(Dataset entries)
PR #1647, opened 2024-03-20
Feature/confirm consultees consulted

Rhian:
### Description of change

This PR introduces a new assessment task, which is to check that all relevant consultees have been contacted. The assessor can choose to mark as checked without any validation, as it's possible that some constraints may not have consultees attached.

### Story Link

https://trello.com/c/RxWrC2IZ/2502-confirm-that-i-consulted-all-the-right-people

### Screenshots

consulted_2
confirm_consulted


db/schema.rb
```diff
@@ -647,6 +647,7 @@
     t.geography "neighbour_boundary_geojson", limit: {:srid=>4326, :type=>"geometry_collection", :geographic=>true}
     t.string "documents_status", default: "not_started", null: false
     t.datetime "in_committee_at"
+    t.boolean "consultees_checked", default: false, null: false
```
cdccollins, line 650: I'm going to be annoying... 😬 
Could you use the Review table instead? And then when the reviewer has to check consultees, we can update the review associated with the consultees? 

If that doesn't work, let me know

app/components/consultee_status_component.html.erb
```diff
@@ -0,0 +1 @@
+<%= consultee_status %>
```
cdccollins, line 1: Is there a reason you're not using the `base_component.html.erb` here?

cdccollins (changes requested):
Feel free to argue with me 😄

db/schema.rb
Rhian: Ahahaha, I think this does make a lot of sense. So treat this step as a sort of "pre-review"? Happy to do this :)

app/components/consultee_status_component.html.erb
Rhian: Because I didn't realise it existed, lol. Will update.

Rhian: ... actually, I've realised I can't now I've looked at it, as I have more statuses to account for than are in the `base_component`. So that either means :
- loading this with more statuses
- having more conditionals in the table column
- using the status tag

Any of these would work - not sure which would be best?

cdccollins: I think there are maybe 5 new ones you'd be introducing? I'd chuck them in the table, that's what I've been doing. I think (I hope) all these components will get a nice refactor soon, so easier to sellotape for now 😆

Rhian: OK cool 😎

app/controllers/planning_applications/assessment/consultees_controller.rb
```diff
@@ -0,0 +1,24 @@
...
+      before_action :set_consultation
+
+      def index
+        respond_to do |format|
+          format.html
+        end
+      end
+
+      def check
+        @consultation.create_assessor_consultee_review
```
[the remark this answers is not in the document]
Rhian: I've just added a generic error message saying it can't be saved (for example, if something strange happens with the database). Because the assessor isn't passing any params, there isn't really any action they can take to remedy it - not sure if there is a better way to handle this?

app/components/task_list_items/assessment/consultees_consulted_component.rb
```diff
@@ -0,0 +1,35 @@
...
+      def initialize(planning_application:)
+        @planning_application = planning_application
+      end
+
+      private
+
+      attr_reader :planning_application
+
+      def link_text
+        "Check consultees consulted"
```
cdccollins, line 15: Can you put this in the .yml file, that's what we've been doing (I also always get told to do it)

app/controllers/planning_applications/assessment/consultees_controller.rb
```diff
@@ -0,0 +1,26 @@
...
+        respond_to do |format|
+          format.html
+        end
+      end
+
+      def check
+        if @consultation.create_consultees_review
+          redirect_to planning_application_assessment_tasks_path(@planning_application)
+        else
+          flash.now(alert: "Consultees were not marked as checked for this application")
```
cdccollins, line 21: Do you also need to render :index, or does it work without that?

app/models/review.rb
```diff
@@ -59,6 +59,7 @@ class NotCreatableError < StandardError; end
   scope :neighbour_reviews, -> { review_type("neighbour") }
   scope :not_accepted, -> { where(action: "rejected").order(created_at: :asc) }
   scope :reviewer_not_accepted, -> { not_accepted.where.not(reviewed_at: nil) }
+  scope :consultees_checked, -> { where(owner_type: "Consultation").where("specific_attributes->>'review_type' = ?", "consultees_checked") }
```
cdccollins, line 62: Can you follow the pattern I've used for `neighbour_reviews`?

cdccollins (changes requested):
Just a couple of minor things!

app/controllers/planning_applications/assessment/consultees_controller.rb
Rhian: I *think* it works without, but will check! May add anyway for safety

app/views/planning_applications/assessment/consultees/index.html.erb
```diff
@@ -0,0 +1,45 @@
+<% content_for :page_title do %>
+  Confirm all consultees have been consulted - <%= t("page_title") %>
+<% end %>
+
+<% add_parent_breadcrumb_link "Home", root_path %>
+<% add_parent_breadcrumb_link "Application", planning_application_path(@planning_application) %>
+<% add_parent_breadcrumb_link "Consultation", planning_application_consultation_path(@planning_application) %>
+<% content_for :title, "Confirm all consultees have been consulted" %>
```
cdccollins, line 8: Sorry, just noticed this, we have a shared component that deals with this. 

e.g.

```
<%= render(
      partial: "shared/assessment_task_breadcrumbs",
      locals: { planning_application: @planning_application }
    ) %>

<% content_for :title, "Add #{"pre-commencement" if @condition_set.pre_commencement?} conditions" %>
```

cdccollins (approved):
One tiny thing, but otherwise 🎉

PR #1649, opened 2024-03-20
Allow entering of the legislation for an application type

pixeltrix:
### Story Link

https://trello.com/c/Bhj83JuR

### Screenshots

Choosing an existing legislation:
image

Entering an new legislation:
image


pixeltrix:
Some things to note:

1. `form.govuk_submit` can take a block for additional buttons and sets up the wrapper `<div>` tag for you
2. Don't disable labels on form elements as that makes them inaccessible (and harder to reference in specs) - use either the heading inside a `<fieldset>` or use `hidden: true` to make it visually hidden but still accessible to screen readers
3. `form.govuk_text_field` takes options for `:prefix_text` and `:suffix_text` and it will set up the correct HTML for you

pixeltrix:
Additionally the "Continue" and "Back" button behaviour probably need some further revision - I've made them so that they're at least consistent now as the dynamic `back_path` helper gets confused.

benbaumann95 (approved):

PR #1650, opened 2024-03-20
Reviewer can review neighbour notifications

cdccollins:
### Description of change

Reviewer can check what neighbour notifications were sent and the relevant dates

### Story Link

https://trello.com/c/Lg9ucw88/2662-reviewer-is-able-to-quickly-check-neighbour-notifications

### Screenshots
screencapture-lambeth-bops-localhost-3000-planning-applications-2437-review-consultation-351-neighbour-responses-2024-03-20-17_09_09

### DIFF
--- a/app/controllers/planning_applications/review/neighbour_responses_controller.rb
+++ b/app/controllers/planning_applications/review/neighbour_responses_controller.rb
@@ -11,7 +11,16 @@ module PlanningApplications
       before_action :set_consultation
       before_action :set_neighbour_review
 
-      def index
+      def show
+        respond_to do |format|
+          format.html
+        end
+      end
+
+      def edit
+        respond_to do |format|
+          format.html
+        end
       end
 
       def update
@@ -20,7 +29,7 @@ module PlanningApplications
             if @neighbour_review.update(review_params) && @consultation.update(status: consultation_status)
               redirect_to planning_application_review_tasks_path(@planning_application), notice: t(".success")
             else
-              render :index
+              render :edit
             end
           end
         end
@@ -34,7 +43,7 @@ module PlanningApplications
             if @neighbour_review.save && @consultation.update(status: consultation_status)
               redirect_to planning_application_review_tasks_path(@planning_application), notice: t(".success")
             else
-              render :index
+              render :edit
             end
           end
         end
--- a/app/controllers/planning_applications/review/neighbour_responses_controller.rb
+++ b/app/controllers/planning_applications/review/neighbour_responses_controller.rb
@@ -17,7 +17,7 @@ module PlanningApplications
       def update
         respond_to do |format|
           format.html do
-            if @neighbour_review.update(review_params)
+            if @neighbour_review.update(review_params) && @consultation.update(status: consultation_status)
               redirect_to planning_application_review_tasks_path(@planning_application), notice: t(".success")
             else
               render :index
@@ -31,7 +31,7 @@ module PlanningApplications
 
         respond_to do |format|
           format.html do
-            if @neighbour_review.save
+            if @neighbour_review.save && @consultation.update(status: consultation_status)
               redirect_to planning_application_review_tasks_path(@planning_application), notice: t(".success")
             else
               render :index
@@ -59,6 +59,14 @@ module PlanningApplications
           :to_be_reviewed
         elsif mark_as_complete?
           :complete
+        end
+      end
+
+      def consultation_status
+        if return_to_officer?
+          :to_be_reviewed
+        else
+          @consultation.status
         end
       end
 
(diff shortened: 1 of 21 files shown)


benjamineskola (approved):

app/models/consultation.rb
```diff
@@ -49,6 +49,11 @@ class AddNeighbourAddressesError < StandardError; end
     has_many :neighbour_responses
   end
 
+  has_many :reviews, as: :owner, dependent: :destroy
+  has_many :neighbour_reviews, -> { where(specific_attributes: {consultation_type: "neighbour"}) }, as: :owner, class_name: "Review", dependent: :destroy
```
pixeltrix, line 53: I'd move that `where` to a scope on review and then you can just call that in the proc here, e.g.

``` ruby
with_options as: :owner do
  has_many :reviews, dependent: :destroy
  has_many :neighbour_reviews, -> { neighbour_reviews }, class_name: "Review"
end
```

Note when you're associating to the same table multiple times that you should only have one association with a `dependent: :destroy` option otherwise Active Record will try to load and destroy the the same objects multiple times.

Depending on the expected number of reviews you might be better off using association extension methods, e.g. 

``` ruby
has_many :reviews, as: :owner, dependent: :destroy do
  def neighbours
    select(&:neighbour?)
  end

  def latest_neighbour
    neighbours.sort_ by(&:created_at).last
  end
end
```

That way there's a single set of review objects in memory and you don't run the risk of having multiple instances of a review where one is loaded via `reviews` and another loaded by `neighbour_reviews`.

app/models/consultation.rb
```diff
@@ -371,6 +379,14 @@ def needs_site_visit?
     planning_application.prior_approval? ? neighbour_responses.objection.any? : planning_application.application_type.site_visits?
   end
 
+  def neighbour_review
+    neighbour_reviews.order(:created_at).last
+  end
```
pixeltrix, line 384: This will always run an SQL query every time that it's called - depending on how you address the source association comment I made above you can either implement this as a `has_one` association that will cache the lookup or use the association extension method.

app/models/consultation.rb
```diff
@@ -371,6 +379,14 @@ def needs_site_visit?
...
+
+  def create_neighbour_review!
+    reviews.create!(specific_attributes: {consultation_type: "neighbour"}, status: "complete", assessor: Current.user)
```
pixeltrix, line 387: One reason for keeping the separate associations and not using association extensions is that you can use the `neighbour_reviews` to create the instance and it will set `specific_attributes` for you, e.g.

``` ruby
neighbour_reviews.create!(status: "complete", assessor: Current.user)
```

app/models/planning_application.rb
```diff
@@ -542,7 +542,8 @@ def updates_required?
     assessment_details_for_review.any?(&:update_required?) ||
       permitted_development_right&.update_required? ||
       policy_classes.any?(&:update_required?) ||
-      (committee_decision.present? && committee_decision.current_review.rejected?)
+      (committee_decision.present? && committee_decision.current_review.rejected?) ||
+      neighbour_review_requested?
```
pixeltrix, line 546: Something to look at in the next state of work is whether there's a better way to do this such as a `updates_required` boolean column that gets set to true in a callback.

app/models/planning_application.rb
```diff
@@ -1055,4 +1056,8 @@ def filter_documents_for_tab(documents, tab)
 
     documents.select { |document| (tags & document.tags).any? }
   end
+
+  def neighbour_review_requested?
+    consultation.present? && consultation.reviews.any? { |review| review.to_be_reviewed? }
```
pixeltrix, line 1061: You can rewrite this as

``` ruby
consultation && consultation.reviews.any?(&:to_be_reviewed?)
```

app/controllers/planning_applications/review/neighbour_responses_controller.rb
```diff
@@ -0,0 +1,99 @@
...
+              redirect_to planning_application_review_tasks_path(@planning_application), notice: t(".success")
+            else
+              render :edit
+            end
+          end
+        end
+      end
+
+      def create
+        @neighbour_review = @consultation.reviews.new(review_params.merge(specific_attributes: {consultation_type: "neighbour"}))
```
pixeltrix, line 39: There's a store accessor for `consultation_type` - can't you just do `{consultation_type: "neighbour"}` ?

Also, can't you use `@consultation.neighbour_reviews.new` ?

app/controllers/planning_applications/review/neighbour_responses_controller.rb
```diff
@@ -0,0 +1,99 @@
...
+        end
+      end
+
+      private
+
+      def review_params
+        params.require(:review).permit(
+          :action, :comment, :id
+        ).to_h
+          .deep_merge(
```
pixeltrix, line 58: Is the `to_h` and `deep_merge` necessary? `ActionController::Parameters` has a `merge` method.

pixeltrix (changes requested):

_HOW TO COMPLETE THIS TASK_
Filtering the entries above by the word "make", copy each line that matches.

_OUTPUT OF THE EXERCISE_
Rhian: Ahahaha, I think this does make a lot of sense. So treat this step as a sort of "pre-review"? Happy to do this :)
2. Don't disable labels on form elements as that makes them inaccessible (and harder to reference in specs) - use either the heading inside a `<fieldset>` or use `hidden: true` to make it visually hidden but still accessible to screen readers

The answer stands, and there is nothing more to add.